Furthermore, I pray the following words of Spurgeon and Grimke will be a blessing to you as they experienced pastoring and laboring in the Gospel through similar seasons in history.

“God takes not away the trouble which He sends unless He has answered His design by it. If you ask me what I think to be the design, I believe it to be this – to waken up our indifferent population, to make them remember that there is a God, to render them susceptible of the influence of the Gospel, to drive them to the house of prayer, to influence their minds to receive the Word, and moreover to startle Christians into energy and earnestness, that they may work while it is called today” (Charles H. Spurgeon, “The Voice of Cholera”).

“Anxious as I have been to resume work, I have waited patiently until the order was lifted.
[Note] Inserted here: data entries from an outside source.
PR #666, opened 2023-06-23
🌱 rename prowjobs to match new github org

xrstf:
## Summary
This brings the Prow names in-sync with the new repo name. As there are now 2 orgs handled by the same Prow instance, the org name is included in the job names (pull-kubestellar-kubestellar-....)


clubanderson (commented):
/lgtm
/approve

PR #1457, opened 2023-12-12
:sparkles: Add cli flag for external access to space provider

andreyod:
## Summary
This PR introduces new boolean flag for KubeStellar controllers. This flag indicates whether a controller needs external or in-cluster access to the spaces. The flag value is `true` for external, or default `false` for in cluster access.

I started to worry at first, as it seemed to upset all of our plans for the fall work; but I soon recovered my composure. I said to myself, ‘Why worry? God knows what He is doing. His work is not going to suffer. It will rather be help to it in the end. Out of it, I believe, great good is coming. All the churches, as well as the community at large, are going to be stronger and better for this season of distress through which we have been passing’” (Francis Grimke, “Some Reflections Growing Out of the Recent Epidemic of Influenza of 1918”).

James Choi is the lead pastor of NCBC. All Scripture quotations are taken from the English Standard Bible.